Transcribe the records below exactly as they appear.

◆ **Exercise data**
○ ○ ○ ○

PR #455, opened 2022-09-28
add call site parameter to Scoped

tek:
Since we haven't cut a release since we added `Scoped` and I've added some features in the meantime, I thought I'd upstream them now because I find them very useful.

I split them in two PRs so we can discuss separately.

This one concerns scope parameters that are passed to the interpreter from the call site, allowing the user to supply configuration for the resources, for example a process config:

```haskell
withSystemProcess ::
  Member (Scoped (ProcessConfig () () ()) resource SystemProcess) r =>
  ProcessConfig () () () ->
  InterpreterFor SystemProcess r
withSystemProcess =
  scoped
```

which can then be used by the interpreter to create the process:

```haskell
withProcess ::
  ProcessConfig () () () ->
  (Process Handle Handle Handle -> Sem r a) ->
  Sem r a

interpretSystemProcess :: InterpreterFor (Scoped (ProcessConfig () () ()) (Process Handle Handle Handle) SystemProcess) r
interpretSystemProcess =
  interpretScoped withProcess \ process -> \case
    ReadStdout -> hGetSome (getStdout process) 4096
```

Opinions? I think it's rather straightforward and I ran into a lot of situations where I needed it.
I kept a type alias `Scoped_` for the parameterless version, do you think that's sensible?

### DIFF
--- a/src/Polysemy/Internal/Scoped.hs
+++ b/src/Polysemy/Internal/Scoped.hs
@@ -25,26 +25,69 @@ import Polysemy.Internal.Combinators (transform)
 --
 -- The constructors are not intended to be used directly; the smart constructor 'scoped' is used like a local
 -- interpreter for @effect@.
-data Scoped (resource :: Type) (effect :: Effect) :: Effect where
-  Run :: ∀ resource effect m a . resource -> effect m a -> Scoped resource effect m a
-  InScope :: ∀ resource effect m a . (resource -> m a) -> Scoped resource effect m a
+-- 'scoped' takes an argument of type @param@, which will be passed through to the interpreter, to be used by the
+-- resource allocation function.
+data Scoped (param :: Type) (resource :: Type) (effect :: Effect) :: Effect where
+  Run :: ∀ param resource effect m a . resource -> effect m a -> Scoped param resource effect m a
+  InScope :: ∀ param resource effect m a . param -> (resource -> m a) -> Scoped param resource effect m a
+
+-- |A convenience alias for a scope without parameters.
+type Scoped_ resource effect =
+  Scoped () resource effect
 
 -- |Constructor for 'Scoped', taking a nested program and transforming all instances of @effect@ to
--- @Scoped resource effect@.
+-- @'Scoped' param resource effect@ and wrapping the result with 'InScope'.
+--
+-- This allows the effective interpreter to bracket the nested program with a resource from a distance.
+--
+-- The value @param@ is passed to the interpreter.
 scoped ::
-  ∀ resource effect r .
-  Member (Scoped resource effect) r =>
+  ∀ param resource effect r .
+  Member (Scoped param resource effect) r =>
+  param ->
   InterpreterFor effect r
-scoped main =
-  send $ InScope @resource @effect \ resource ->
-    transform @effect (Run resource) main
+scoped param main =
+  send $ InScope @param @resource @effect param \ resource ->
+    transform @effect (Run @param resource) main
+{-# inline scoped #-}
+
+-- |Constructor for 'Scoped_', taking a nested program and transforming all instances of @effect@ to
+-- @'Scoped_' resource effect@ and wrapping the result with 'InScope'.
+--
+-- This allows the effective interpreter to bracket the nested program with a resource from a distance.
+scoped_ ::
+  ∀ resource effect r .
+  Member (Scoped_ resource effect) r =>
+  InterpreterFor effect r
+scoped_ =
+  scoped @() @resource ()
+{-# inline scoped_ #-}
+
+-- |Transform the parameters of a 'Scoped' program.
+--
+-- This allows incremental additions to the data passed to the interpreter, for example to create an API that permits
+-- different ways of running an effect with some fundamental parameters being supplied at scope creation and some
+-- optional or specific parameters being selected by the user downstream.
+rescope ::
+  ∀ param0 param1 resource effect r .
+  Member (Scoped param1 resource effect) r =>
+  (param0 -> param1) ->
+  InterpreterFor (Scoped param0 resource effect) r
+rescope fp =
+  transform \case
+    Run res e ->
+      Run @param1 res e
+    InScope p main ->
+      InScope (fp p) main
+{-# inline rescope #-}
 
 -- |Helper for @runScoped@.
-interpretH' ::
+interpretWeaving ::
   ∀ e r .
   (∀ x . Weaving e (Sem (e : r)) x -> Sem r x) ->
   InterpreterFor e r
-interpretH' h (Sem m) =
+interpretWeaving h (Sem m) =
   Sem \ k -> m $ decomp >>> \case
     Right wav -> runSem (h wav) k
-    Left g -> k $ hoist (interpretH' h) g
+    Left g -> k $ hoist (interpretWeaving h) g
+{-# inline interpretWeaving #-}
--- a/src/Polysemy/Internal/Scoped.hs
+++ b/src/Polysemy/Internal/Scoped.hs
@@ -59,8 +59,10 @@ import Polysemy.Internal.Union (Weaving, decomp, hoist)
 --
 -- > interpretWriteFile :: Member (Embed IO) => InterpreterFor (Scoped FilePath Handle Write) r
 -- > interpretWriteFile =
--- >   interpretScoped (\ name use -> bracket (openFile name WriteMode) hClose use) \ handle -> \case
--- >     Write line -> embed (Text.hPutStrLn handle line)
+-- >   interpretScoped allocator handler
+-- >   where
+-- >     allocator name use = bracket (openFile name WriteMode) hClose use
+-- >     handler fileHandle (Write line) = embed (Text.hPutStrLn fileHandle line)
 --
 -- Essentially, the @bracket@ is executed at the point where @scoped@ was called, wrapping the following block.
 -- When the second @scoped@ is executed, another call to @bracket@ is performed.
--- a/src/Polysemy/Internal/Scoped.hs
+++ b/src/Polysemy/Internal/Scoped.hs
@@ -72,8 +72,8 @@ import Polysemy.Internal.Union (Weaving, decomp, hoist)
 --
 -- This makes it possible to use an in-memory interpreter for testing:
 --
--- > interpretWriteMap :: Member (Output (FilePath, Text)) r => InterpreterFor (Scoped FilePath FilePath Write) r
--- > interpretWriteMap =
+-- > interpretWriteOutput :: Member (Output (FilePath, Text)) r => InterpreterFor (Scoped FilePath FilePath Write) r
+-- > interpretWriteOutput =
 -- >   interpretScoped (\ name use -> use name) \ name -> \case
 -- >     Write line -> output (name, line)
 --
--- a/src/Polysemy/Internal/Scoped.hs
+++ b/src/Polysemy/Internal/Scoped.hs
@@ -3,12 +3,13 @@
 
 module Polysemy.Internal.Scoped where
 
-import Polysemy.Internal (send, Member, InterpreterFor, Sem(Sem), runSem)
-import Data.Kind (Type)
-import Polysemy.Internal.Kind (Effect)
-import Polysemy.Internal.Union (Weaving, hoist, decomp)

○ ○ ○ ○

◆ **Solution for this task**
PR #455, opened 2022-09-28
add call site parameter to Scoped

tek:
Since we haven't cut a release since we added `Scoped` and I've added some features in the meantime, I thought I'd upstream them now because I find them very useful.

I split them in two PRs so we can discuss separately.

This one concerns scope parameters that are passed to the interpreter from the call site, allowing the user to supply configuration for the resources, for example a process config:

```haskell
withSystemProcess ::
  Member (Scoped (ProcessConfig () () ()) resource SystemProcess) r =>
  ProcessConfig () () () ->
  InterpreterFor SystemProcess r
withSystemProcess =
  scoped
```

which can then be used by the interpreter to create the process:

```haskell
withProcess ::
  ProcessConfig () () () ->
  (Process Handle Handle Handle -> Sem r a) ->
  Sem r a

interpretSystemProcess :: InterpreterFor (Scoped (ProcessConfig () () ()) (Process Handle Handle Handle) SystemProcess) r
interpretSystemProcess =
  interpretScoped withProcess \ process -> \case
    ReadStdout -> hGetSome (getStdout process) 4096
```

Opinions? I think it's rather straightforward and I ran into a lot of situations where I needed it.
I kept a type alias `Scoped_` for the parameterless version, do you think that's sensible?

### DIFF
--- a/src/Polysemy/Internal/Scoped.hs
+++ b/src/Polysemy/Internal/Scoped.hs
@@ -25,26 +25,69 @@ import Polysemy.Internal.Combinators (transform)
 --
 -- The constructors are not intended to be used directly; the smart constructor 'scoped' is used like a local
 -- interpreter for @effect@.
-data Scoped (resource :: Type) (effect :: Effect) :: Effect where
-  Run :: ∀ resource effect m a . resource -> effect m a -> Scoped resource effect m a
-  InScope :: ∀ resource effect m a . (resource -> m a) -> Scoped resource effect m a
+-- 'scoped' takes an argument of type @param@, which will be passed through to the interpreter, to be used by the
+-- resource allocation function.
+data Scoped (param :: Type) (resource :: Type) (effect :: Effect) :: Effect where
+  Run :: ∀ param resource effect m a . resource -> effect m a -> Scoped param resource effect m a
+  InScope :: ∀ param resource effect m a . param -> (resource -> m a) -> Scoped param resource effect m a
+
+-- |A convenience alias for a scope without parameters.
+type Scoped_ resource effect =
+  Scoped () resource effect
 
 -- |Constructor for 'Scoped', taking a nested program and transforming all instances of @effect@ to
--- @Scoped resource effect@.
+-- @'Scoped' param resource effect@ and wrapping the result with 'InScope'.
+--
+-- This allows the effective interpreter to bracket the nested program with a resource from a distance.
+--
+-- The value @param@ is passed to the interpreter.
 scoped ::
-  ∀ resource effect r .
-  Member (Scoped resource effect) r =>
+  ∀ param resource effect r .
+  Member (Scoped param resource effect) r =>
+  param ->
   InterpreterFor effect r
-scoped main =
-  send $ InScope @resource @effect \ resource ->
-    transform @effect (Run resource) main
+scoped param main =
+  send $ InScope @param @resource @effect param \ resource ->
+    transform @effect (Run @param resource) main
+{-# inline scoped #-}
+
+-- |Constructor for 'Scoped_', taking a nested program and transforming all instances of @effect@ to
+-- @'Scoped_' resource effect@ and wrapping the result with 'InScope'.
+--
+-- This allows the effective interpreter to bracket the nested program with a resource from a distance.
+scoped_ ::
+  ∀ resource effect r .
+  Member (Scoped_ resource effect) r =>
+  InterpreterFor effect r
+scoped_ =
+  scoped @() @resource ()
+{-# inline scoped_ #-}
+
+-- |Transform the parameters of a 'Scoped' program.
+--
+-- This allows incremental additions to the data passed to the interpreter, for example to create an API that permits
+-- different ways of running an effect with some fundamental parameters being supplied at scope creation and some
+-- optional or specific parameters being selected by the user downstream.
+rescope ::
+  ∀ param0 param1 resource effect r .
+  Member (Scoped param1 resource effect) r =>
+  (param0 -> param1) ->
+  InterpreterFor (Scoped param0 resource effect) r
+rescope fp =
+  transform \case
+    Run res e ->
+      Run @param1 res e
+    InScope p main ->
+      InScope (fp p) main
+{-# inline rescope #-}
 
 -- |Helper for @runScoped@.
-interpretH' ::
+interpretWeaving ::
   ∀ e r .
   (∀ x . Weaving e (Sem (e : r)) x -> Sem r x) ->
   InterpreterFor e r
-interpretH' h (Sem m) =
+interpretWeaving h (Sem m) =
   Sem \ k -> m $ decomp >>> \case
     Right wav -> runSem (h wav) k
-    Left g -> k $ hoist (interpretH' h) g
+    Left g -> k $ hoist (interpretWeaving h) g
+{-# inline interpretWeaving #-}
--- a/src/Polysemy/Internal/Scoped.hs
+++ b/src/Polysemy/Internal/Scoped.hs
@@ -59,8 +59,10 @@ import Polysemy.Internal.Union (Weaving, decomp, hoist)
 --
 -- > interpretWriteFile :: Member (Embed IO) => InterpreterFor (Scoped FilePath Handle Write) r
 -- > interpretWriteFile =
--- >   interpretScoped (\ name use -> bracket (openFile name WriteMode) hClose use) \ handle -> \case
--- >     Write line -> embed (Text.hPutStrLn handle line)
+-- >   interpretScoped allocator handler
+-- >   where
+-- >     allocator name use = bracket (openFile name WriteMode) hClose use
+-- >     handler fileHandle (Write line) = embed (Text.hPutStrLn fileHandle line)
 --
 -- Essentially, the @bracket@ is executed at the point where @scoped@ was called, wrapping the following block.
 -- When the second @scoped@ is executed, another call to @bracket@ is performed.
--- a/src/Polysemy/Internal/Scoped.hs
+++ b/src/Polysemy/Internal/Scoped.hs
@@ -72,8 +72,8 @@ import Polysemy.Internal.Union (Weaving, decomp, hoist)
 --
 -- This makes it possible to use an in-memory interpreter for testing:
 --
--- > interpretWriteMap :: Member (Output (FilePath, Text)) r => InterpreterFor (Scoped FilePath FilePath Write) r
--- > interpretWriteMap =
+-- > interpretWriteOutput :: Member (Output (FilePath, Text)) r => InterpreterFor (Scoped FilePath FilePath Write) r
+-- > interpretWriteOutput =
 -- >   interpretScoped (\ name use -> use name) \ name -> \case
 -- >     Write line -> output (name, line)
 --
--- a/src/Polysemy/Internal/Scoped.hs
+++ b/src/Polysemy/Internal/Scoped.hs
@@ -3,12 +3,13 @@
 
 module Polysemy.Internal.Scoped where
 
-import Polysemy.Internal (send, Member, InterpreterFor, Sem(Sem), runSem)
-import Data.Kind (Type)
-import Polysemy.Internal.Kind (Effect)
-import Polysemy.Internal.Union (Weaving, hoist, decomp)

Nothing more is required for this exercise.